↓↓↓

PR #1397, opened 2026-05-27
fix(autocompact): replace permanent circuit-breaker latch with cooldown (#1373)

### LINKED ISSUE #1373: [critical]: JavaScript heap OOM after prolonged use — auto-compact circuit breaker permanently disables compaction

Pablosinyores:
## Summary

Closes #1373.

The autocompact circuit breaker tripped after 3 consecutive failures and stayed open for the rest of the session. When the failures were transient (provider 5xx during the spike that hit the breaker), compaction never re-attempted and `state.messages` grew unbounded — ~3 hours later Node.js crashed with \`FATAL ERROR: Ineffective mark-compacts near heap limit\` at ~2GB.

Replace the permanent latch with a 5-minute cooldown.

## Behavior

1. Counter still increments on each failure and the breaker still holds the next attempt while `consecutiveFailures >= 3` AND the cooldown has not elapsed — preserves the BQ 2026-03-10 anti-API-spam guarantee that landed `MAX_CONSECUTIVE_AUTOCOMPACT_FAILURES`.
2. Once `CIRCUIT_BREAKER_COOLDOWN_MS` (5 min) elapses since the last failure, the guard releases and one attempt falls through. On success the counter resets to 0; on failure the breaker latches again for another cooldown window. Worst case ≈ one compaction attempt every 5 minutes, well under the original 3,272-failure pathological case, and recoverable from transient outages.
3. `autoCompactTracking` in `query.ts` now carries `lastFailureAt` alongside `consecutiveFailures` so the breaker state survives across turns.

## Implementation

- Extracted breaker check into `isAutoCompactBreakerHolding(tracking, now)` — pure / time-injectable so the cooldown contract is unit-testable without mocking the whole compaction stack.
- Added `lastFailureAt` to `AutoCompactTrackingState`.
- `autoCompactWithThreshold` returns `lastFailureAt` alongside `consecutiveFailures`; `query.ts` threads both into tracking.
- Missing `lastFailureAt` (older tracking shape from in-flight v0.14.x sessions) is treated as ancient — fail open rather than permanently latch on a missing field.

## Test plan

- [x] 5 new dedicated cases in `src/services/compact/autoCompact.test.ts`: under-threshold lets through, holding-inside-cooldown, released-at-boundary, released-after-hours, higher failure counts follow same rule, missing-`lastFailureAt` fails open. 11/11 green.

## Out of scope

The absolute cap on `state.messages` length called out in the issue. That cap belongs in the message-append path (`query.ts`) not the compaction circuit breaker; reasonable as a follow-up once this cooldown stops the unbounded-growth root cause.

### DIFF
--- a/src/query.ts
+++ b/src/query.ts
@@ -507,7 +507,7 @@ async function* queryLoop(
     )
 
     queryCheckpoint('query_autocompact_start')
-    const { compactionResult, consecutiveFailures } = await deps.autocompact(
+    const { compactionResult, consecutiveFailures, lastFailureAt } = await deps.autocompact(
       messagesForQuery,
       toolUseContext,
       {
@@ -590,11 +590,14 @@ async function* queryLoop(
       // Continue on with the current query call using the post compact messages
       messagesForQuery = postCompactMessages
     } else if (consecutiveFailures !== undefined) {
-      // Autocompact failed — propagate failure count so the circuit breaker
-      // can stop retrying on the next iteration.
+      // Autocompact failed — propagate failure count + timestamp so the
+      // circuit breaker can stop retrying on the next iteration and then
+      // re-arm after the cooldown elapses (see CIRCUIT_BREAKER_COOLDOWN_MS
+      // in autoCompact.ts; #1373).
       tracking = {
         ...(tracking ?? { compacted: false, turnId: '', turnCounter: 0 }),
         consecutiveFailures,
+        lastFailureAt,
       }
     }
 
--- a/src/services/compact/autoCompact.test.ts
+++ b/src/services/compact/autoCompact.test.ts
@@ -135,6 +135,109 @@ describe('getEffectiveContextWindowSize', () => {
   })
 })
 
+describe('isAutoCompactBreakerHolding (circuit-breaker cooldown — #1373)', () => {
+  test('lets attempts through when no failures recorded', async () => {
+    const { isAutoCompactBreakerHolding } = await importAutoCompact()
+    expect(isAutoCompactBreakerHolding(undefined, Date.now())).toBe(false)
+    expect(isAutoCompactBreakerHolding({}, Date.now())).toBe(false)
+  })
+
+  test('lets attempts through below the failure threshold', async () => {
+    const { isAutoCompactBreakerHolding } = await importAutoCompact()
+    expect(
+      isAutoCompactBreakerHolding(
+        { consecutiveFailures: 1, lastFailureAt: Date.now() },
+        Date.now(),
+      ),
+    ).toBe(false)
+    expect(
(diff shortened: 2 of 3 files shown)


Pablosinyores:
Superseded by the cooldown implementation now on `main` (`resolveAutoCompactCircuitBreakerState` in `src/services/compact/autoCompact.ts` with `AUTOCOMPACT_FAILURE_COOLDOWN_MS = 5 * 60 * 1000`, `MAX_CONSECUTIVE_AUTOCOMPACT_FAILURES = 3`, half-open retry via `nextRetryAtMs`, and an `OPENCLAUDE_AUTOCOMPACT_FAILURE_COOLDOWN_MS` env override). The upstream version covers the same #1373 failure mode this PR targeted, with strictly more state (`circuitBreakerActive` / `circuitBreakerTripped` flags threaded through `query.ts`) and an explicit half-open path. Closing to avoid duplicate review surface.

PR #1398, opened 2026-05-27
fix(sdk): make stub-leak detection TDZ-safe + defer to next microtask (#1287)

### LINKED ISSUE #1287: Cannot access 'QueryEngine' before initialization.
## Summary

What is broken?
i went to run the grpc 

npm run dev:grpc                                     

> @gitlawb/openclaude@0.13.0 dev:grpc
> bun run scripts/start-grpc.ts

24 |  * If any resolved to a stub, it means a TUI dependency leaked through.
25 |  */
26 | function detectStubLeaks(): void {
27 |   const criticalImports: Array<{ name: string; mod: Record<string, unknown> }> = [
28 |     // QueryEngine is the core SDK engine — must never be a stub
29 |     { name: 'QueryEngine', mod: QueryEngine as unknown as Record<string, unknown> },
                                     ^
ReferenceError: Cannot access 'QueryEngine' before initialization.
      at detectStubLeaks (/media/2TB/GitHub/openclaude/src/entrypoints/sdk/index.ts:29:33)
      at /media/2TB/GitHub/openclaude/src/entrypoints/sdk/index.ts:47:1

Bun v1.3.14 (Linux x64)

https://gist.github.com/johndpope/cfdd690e4ed67fb521a2961333ed35ca

## Steps to Reproduce

1. see gist link above
2.
3.

## Expected Behavior
grpc service should start

What should have happened?

## Actual Behavior

What happened instead?

## Environment

- OpenClaude version:
- OS:
- Terminal:
- Provider:
- Model:

## Logs / Screenshots

## Additional Context

Pablosinyores:
## Summary

Closes #1287.

\`bun run scripts/start-grpc.ts\` crashed at startup with:

\`\`\`
ReferenceError: Cannot access 'QueryEngine' before initialization.
    at detectStubLeaks (src/entrypoints/sdk/index.ts:29:33)
    at src/entrypoints/sdk/index.ts:47:1
\`\`\`

\`detectStubLeaks()\` ran at module-load time and read each critical import directly. When the start script's circular-import chain reached the SDK barrel before \`QueryEngine.js\` had finished initializing its export bindings, the \`QueryEngine\` reference at line 29 hit the temporal dead zone and threw. Stub-leak detection is meant to catch \`__stub: true\` markers from the esbuild plugin — TDZ is a different bug class (an uninitialized binding can't carry \`__stub\`), so the detector should treat the access failure as 'nothing to check here' rather than crashing the SDK entry.

## Fix

1. Wrap each import read in \`safelyAccess(() => binding)\` so a TDZ \`ReferenceError\` on one returns \`undefined\` and the loop continues. Real \`__stub: true\` markers still surface as the explicit SDK init error.
2. Defer \`detectStubLeaks()\` from module-load to \`queueMicrotask\`, so every same-tick init in the circular chain (\`start-grpc.ts\` → SDK index → \`QueryEngine\` → … → SDK index) completes before we read bindings. Microtask runs before any actual SDK usage, so a real stub leak still surfaces well before the first \`query()\` call.

## Test plan

- [x] New \`tests/sdk/stub-leak-detect.test.ts\` (3 tests): SDK barrel imports without throwing, anti-regression on real \`__stub: true\` bindings, TDZ-shaped access returns undefined via the same helper shape used inside \`detectStubLeaks\`.

## Summary by CodeRabbit

* **Bug Fixes**
  * Improved SDK initialization robustness with enhanced stub-leak detection and error handling.
  * Better detection of missing or misconfigured module dependencies during initialization.

* **Tests**
  * Added comprehensive test coverage for stub-leak detection scenarios and edge cases.

### DIFF
--- a/src/entrypoints/sdk/index.ts
+++ b/src/entrypoints/sdk/index.ts
@@ -12,6 +12,11 @@ import type { CallToolResult, ToolAnnotations } from '@modelcontextprotocol/sdk/
 import { QueryEngine } from '../../QueryEngine.js'
 import { getTools } from '../../tools.js'
 import { init } from '../init.js'
+import {
+  checkCriticalImportsForStubs,
+  safelyAccess,
+  type CriticalImport,
+} from './stubLeakDetection.js'
 
 // ============================================================================
 // Stub leak detection
@@ -28,23 +33,14 @@ import { init } from '../init.js'
  * whole detector (#1287 — `npm run dev:grpc` tripped the check at
  * `QueryEngine` via a TDZ ReferenceError from the script's import order).
  * TDZ is a separate bug class than stub-leak: an uninitialized binding
- * can't carry `__stub: true`, so treat the access failure as "nothing
- * to check here" and move on. Real stub leaks still throw the explicit
- * SDK init error below.
+ * can't carry `__stub: true`, so the access failure is treated as "nothing
+ * to check here". Real stub leaks still throw the explicit SDK init error.
+ *
+ * The detection primitives live in ./stubLeakDetection so the real path can
+ * be unit-tested directly (see tests/sdk/stub-leak-detect.test.ts).
  */
-function safelyAccess<T>(fn: () => T): T | undefined {
-  try {
-    return fn()
-  } catch {
-    return undefined
-  }
-}
-
 function detectStubLeaks(): void {
-  const criticalImports: Array<{
-    name: string
-    get: () => Record<string, unknown> | undefined
-  }> = [
+  const criticalImports: CriticalImport[] = [
     // QueryEngine is the core SDK engine — must never be a stub
     {
       name: 'QueryEngine',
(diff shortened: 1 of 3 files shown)


jatmn (changes requested):
Thanks for the update. I took another pass through the changed SDK path and found one issue that still needs to be addressed before this is ready.

## Findings

- [P2] Make the stub-leak regression test exercise the real detector
  `tests/sdk/stub-leak-detect.test.ts:25`
  This test is labeled as proving that a real `__stub: true` binding is still caught, but it only asserts that a local object has `__stub === true`; it never imports the real detector, schedules the microtask, or verifies that the SDK init error is thrown. With the current test, a regression that removes `queueMicrotask(detectStubLeaks)`, skips the detector loop, or accidentally swallows the `__stub` case would still pass. Since this PR changes the timing/error handling of the guard that prevents TUI stubs from leaking into the SDK bundle, please either refactor/export the detector for a direct unit test or add a bundled fixture that actually feeds a stubbed critical import through the real SDK detection path.

Pablosinyores:
Done. Split the detection primitives (`safelyAccess` + the critical-import scan, now `checkCriticalImportsForStubs`) into `src/entrypoints/sdk/stubLeakDetection.ts`; the entry point imports them and runs the same deferred check.

The test now drives the real path directly instead of asserting on a local literal:
- a real `__stub: true` binding throws the explicit SDK init error (with the offending name),
- non-stub modules pass,
- a TDZ `ReferenceError` is tolerated (skipped) without crashing,
- a stub behind a skipped TDZ access is still caught (loop doesn't short-circuit),
- importing the SDK barrel never throws on its own load.

So a regression that removes `queueMicrotask(detectStubLeaks)`, drops the loop/throw, or swallows the `__stub` case now fails the suite. Detector runtime behavior is unchanged.

jatmn (approved):
Thanks for the update. I rechecked the previously discussed SDK path and do not see any remaining actionable issues from my side.

@kevincodex1 LGTM

kevincodex1 (approved):
nice catch! LGTM

PR #270, opened 2019-12-08
version 0.3.18

RalfJung:
r? @jethrogb

PR #272, opened 2019-12-31
version bump for 0.3.19 release

RalfJung:
I also used the opportunity for a `cargo update`

### DIFF
--- a/CHANGELOG.md
+++ b/CHANGELOG.md
@@ -3,6 +3,13 @@
 All notable changes to this project will be documented in this file.
 This project adheres to [Semantic Versioning](http://semver.org/).
 
+## [v0.3.19] - ??
+
+### Added
+
+- Added a `xargo-check` binary that can be used for check-only builds of libstd
+  (thanks to @Aaron1011).
+
 ## [v0.3.18] - 2019-12-08
 
 ### Added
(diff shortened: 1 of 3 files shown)


CHANGELOG.md
```diff
@@ -3,6 +3,13 @@
 All notable changes to this project will be documented in this file.
 This project adheres to [Semantic Versioning](http://semver.org/).
 
+## [v0.3.19] - ??
```
jethrogb: Is this supposed to be a date?

RalfJung: I wasn't sure if we could get the release done today, so I didn't put in a date yet. I can make it 2019-31-12, but then we should make sure we get it through today. ;)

↑↑↑

## What you are asked to do
Determine how many lines of the listing contain the string "grpc", and give only the number.

## Written solution
8